§ TASK:
Copy each line below in which the word "tobymao" occurs.

(Saved data entries)
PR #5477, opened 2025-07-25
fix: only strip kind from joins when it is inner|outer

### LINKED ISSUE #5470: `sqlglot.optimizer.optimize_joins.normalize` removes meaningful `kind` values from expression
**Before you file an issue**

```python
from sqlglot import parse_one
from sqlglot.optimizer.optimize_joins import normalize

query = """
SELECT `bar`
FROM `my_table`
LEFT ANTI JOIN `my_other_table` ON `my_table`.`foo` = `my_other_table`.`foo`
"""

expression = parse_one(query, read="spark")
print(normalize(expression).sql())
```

...

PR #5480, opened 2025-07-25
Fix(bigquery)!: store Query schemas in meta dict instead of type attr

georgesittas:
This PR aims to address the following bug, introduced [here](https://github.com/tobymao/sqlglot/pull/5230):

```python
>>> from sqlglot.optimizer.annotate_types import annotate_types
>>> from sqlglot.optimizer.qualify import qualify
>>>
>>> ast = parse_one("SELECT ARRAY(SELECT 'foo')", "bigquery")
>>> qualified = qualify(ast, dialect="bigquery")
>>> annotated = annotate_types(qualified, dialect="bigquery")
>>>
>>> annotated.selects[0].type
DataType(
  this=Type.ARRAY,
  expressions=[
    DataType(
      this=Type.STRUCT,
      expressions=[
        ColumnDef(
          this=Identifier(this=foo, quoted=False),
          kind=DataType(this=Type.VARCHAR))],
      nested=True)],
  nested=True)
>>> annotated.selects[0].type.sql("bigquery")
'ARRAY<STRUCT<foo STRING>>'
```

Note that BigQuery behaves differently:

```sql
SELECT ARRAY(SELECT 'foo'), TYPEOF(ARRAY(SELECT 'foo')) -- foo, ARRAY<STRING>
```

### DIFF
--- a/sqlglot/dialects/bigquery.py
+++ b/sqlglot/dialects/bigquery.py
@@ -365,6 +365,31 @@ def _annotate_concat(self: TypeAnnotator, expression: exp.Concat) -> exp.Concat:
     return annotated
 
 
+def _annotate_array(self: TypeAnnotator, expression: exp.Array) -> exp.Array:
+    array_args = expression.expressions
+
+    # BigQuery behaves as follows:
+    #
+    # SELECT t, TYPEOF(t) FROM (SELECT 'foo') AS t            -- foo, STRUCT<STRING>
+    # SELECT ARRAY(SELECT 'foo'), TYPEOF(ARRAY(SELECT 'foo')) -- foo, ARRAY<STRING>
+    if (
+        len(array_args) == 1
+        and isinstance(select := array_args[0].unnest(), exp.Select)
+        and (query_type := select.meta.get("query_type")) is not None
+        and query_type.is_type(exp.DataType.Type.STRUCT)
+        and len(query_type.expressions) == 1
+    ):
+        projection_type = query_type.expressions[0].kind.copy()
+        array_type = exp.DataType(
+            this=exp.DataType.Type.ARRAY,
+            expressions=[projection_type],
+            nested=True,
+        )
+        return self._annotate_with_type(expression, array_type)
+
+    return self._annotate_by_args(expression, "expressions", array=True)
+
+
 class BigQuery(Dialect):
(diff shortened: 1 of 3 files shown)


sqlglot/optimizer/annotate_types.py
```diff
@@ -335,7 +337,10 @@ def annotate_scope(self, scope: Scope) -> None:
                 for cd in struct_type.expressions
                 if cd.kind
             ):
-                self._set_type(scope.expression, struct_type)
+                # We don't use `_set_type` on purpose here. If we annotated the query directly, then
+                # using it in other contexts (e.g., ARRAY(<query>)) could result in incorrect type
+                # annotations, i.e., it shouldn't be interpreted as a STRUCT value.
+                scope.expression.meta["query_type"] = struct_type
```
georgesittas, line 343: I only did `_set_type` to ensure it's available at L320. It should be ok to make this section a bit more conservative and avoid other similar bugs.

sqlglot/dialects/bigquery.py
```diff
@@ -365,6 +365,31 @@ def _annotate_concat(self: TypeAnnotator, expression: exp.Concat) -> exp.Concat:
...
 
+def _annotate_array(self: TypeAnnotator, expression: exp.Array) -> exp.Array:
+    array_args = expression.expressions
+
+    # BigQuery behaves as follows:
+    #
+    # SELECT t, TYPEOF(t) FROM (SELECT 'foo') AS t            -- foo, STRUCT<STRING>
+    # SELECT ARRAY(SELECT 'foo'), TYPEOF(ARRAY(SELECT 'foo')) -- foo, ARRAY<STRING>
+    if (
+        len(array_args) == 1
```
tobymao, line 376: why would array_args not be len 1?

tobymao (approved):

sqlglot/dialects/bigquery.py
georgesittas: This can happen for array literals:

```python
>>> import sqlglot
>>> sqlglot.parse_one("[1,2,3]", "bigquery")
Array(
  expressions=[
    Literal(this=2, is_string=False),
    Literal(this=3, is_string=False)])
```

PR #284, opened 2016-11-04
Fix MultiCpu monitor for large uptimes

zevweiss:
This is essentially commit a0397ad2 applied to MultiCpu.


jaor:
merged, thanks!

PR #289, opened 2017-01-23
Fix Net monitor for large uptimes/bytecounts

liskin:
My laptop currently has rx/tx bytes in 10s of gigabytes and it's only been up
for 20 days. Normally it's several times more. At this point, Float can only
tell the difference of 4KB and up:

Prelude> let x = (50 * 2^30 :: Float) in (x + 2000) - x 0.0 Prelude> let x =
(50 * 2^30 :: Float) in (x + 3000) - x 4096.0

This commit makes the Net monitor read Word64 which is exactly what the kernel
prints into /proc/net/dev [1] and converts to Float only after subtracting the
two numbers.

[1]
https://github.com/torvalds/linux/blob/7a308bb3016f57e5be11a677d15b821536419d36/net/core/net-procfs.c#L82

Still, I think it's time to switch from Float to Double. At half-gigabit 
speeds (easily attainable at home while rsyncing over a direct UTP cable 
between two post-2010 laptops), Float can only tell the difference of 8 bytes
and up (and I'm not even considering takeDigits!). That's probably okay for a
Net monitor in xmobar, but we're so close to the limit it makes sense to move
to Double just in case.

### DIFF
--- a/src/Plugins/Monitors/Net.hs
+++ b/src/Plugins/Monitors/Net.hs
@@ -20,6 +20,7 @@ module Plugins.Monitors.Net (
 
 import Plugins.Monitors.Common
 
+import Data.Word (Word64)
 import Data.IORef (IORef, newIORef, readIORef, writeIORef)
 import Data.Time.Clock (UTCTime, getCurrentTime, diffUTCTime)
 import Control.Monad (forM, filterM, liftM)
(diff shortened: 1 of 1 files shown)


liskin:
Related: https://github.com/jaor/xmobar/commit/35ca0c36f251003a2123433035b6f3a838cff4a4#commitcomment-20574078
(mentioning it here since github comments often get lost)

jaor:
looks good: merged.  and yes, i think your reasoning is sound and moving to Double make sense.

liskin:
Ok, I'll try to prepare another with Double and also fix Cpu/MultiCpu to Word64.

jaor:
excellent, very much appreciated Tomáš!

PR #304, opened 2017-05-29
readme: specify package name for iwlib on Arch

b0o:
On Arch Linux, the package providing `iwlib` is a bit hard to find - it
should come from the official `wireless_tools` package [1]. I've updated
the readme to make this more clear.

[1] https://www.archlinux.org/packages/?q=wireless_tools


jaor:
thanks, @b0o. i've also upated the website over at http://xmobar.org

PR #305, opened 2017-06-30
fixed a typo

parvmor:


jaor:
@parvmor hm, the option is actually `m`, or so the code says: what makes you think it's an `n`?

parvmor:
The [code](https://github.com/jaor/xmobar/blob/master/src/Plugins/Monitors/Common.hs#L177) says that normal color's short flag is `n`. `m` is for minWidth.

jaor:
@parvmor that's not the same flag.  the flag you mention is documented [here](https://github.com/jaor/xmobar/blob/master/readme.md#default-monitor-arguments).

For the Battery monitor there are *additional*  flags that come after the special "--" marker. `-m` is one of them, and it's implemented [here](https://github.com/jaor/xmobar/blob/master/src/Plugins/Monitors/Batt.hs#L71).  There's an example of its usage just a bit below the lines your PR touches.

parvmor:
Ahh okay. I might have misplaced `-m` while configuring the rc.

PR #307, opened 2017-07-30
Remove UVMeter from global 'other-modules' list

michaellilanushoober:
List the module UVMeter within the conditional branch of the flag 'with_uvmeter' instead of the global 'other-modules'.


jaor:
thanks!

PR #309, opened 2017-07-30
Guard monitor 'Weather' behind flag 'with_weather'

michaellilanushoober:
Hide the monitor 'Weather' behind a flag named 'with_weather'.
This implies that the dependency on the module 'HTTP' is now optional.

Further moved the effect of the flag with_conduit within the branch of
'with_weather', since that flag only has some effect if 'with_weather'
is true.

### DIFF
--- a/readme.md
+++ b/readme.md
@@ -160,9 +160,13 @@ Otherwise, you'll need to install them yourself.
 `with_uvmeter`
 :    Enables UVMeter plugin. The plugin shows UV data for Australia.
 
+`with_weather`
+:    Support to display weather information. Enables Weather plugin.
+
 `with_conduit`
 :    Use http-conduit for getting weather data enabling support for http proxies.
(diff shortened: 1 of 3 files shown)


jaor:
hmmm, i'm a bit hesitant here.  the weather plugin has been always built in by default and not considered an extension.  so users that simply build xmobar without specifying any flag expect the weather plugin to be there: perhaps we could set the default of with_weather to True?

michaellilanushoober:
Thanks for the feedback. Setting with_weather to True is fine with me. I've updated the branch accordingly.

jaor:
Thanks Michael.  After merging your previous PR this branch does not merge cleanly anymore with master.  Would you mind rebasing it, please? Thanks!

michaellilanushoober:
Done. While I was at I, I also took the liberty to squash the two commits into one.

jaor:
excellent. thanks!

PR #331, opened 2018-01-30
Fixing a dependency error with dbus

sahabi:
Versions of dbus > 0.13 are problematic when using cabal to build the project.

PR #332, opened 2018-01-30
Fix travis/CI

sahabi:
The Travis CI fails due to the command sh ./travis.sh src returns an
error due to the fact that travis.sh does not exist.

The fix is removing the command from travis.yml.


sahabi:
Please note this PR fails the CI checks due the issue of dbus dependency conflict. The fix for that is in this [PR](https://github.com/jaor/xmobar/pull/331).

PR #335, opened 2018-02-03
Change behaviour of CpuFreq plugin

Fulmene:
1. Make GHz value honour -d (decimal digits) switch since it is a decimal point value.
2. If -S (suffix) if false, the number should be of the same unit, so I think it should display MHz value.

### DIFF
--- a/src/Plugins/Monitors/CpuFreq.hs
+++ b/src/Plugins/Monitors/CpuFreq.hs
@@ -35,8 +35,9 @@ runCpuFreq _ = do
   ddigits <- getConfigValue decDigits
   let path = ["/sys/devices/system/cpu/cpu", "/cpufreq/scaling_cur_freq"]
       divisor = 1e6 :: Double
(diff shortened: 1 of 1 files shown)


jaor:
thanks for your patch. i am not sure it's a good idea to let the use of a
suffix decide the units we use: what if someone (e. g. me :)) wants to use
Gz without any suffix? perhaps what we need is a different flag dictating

§ YOUR SOLUTION:
This PR aims to address the following bug, introduced [here](https://github.com/tobymao/sqlglot/pull/5230):
tobymao, line 376: why would array_args not be len 1?
tobymao (approved):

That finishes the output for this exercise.